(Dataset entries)
PR #4815, opened 2025-10-02
Use new datumaro for multi label and hierarchical classification

AlbertvanHouten:
This pull request introduces support for multi-label classification tasks and hierachical classification tasks to the OTX data pipeline. The main changes include the addition of new sample types and dataset classes for multi/hierarchical label classification, updates to the dataset factory to use these new components, and utility functions for proper label handling.

### Checklist


ashwinvaidya17 (approved):

gdlg (approved):
LGTM, thanks Albert!

library/src/otx/data/entity/sample.py
```diff
@@ -99,6 +99,13 @@ class ClassificationSample(OTXSample):
     label: torch.Tensor = label_field(pl.Int32())
 
 
+class ClassificationMultiLabelSample(OTXSample):
+    """ClassificationMultiLabelSample is a base class for OTX multi label classification items."""
+
+    image: np.ndarray | tv_tensors.Image = image_field(dtype=pl.UInt8)
+    label: np.ndarray | torch.Tensor = label_field(pl.Int32(), multi_label=True)
```
leoll2, line 142: Should it be named `labels` instead of `label`? By the way, can you show an example how to instantiate a `ClassificationMultiLabelSample` with two labels? How does the `multi_label` parameter work?

AlbertvanHouten: Labels would make more sense, however OTX shares sample structure through the OTXSample class between different task types, so renaming it is not possible at the moment unless we remove the inheritance from OTXSample. This will require a larger refactoring, which I don't want to do as part of this PR.

leoll2: Do you mean the `label` property of the `OTXSample`?

https://github.com/open-edge-platform/training_extensions/blob/4751cb27fb049df2113e33bb6ffa530cf9d67f4d/library/src/otx/data/entity/sample.py#L71

This class has a bunch of properties with no implementation (`masks`, `bboxes`, ...) and all these properties are inherited by the specialized samples even when not meaningful. It seems a bit weird and dangerous antipattern to me. For example, why does `classification_sample.polygons` silently return `None` instead of raising an exception (missing method / not implemented)? The name `label` could be misleading for the code that consumes this property, since it may not expect more than 1 label to be returned.

AlbertvanHouten: Yes, it is very much a problem however in the feature branch we are simply mimicking OTXDataItem https://github.com/open-edge-platform/training_extensions/blob/d27ff0271c1b491aa3b89e8d47e29026882623de/library/src/otx/data/entity/torch/torch.py

It's not so easy to refactor this since OTX is passing this whole object around in multiple places instead of only passing around what is needed. For example, a lot of the [transforms](https://github.com/open-edge-platform/training_extensions/blob/d27ff0271c1b491aa3b89e8d47e29026882623de/library/src/otx/data/transform_libs/torchvision.py) depend on the entire OTXDataItem object, which makes it quite a big effort to refactor.

leoll2 (approved):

_PROBLEM REQUIREMENTS_
Please find how many lines in the records hold "instead", then give that number with nothing else.

_TASK ANSWER_
3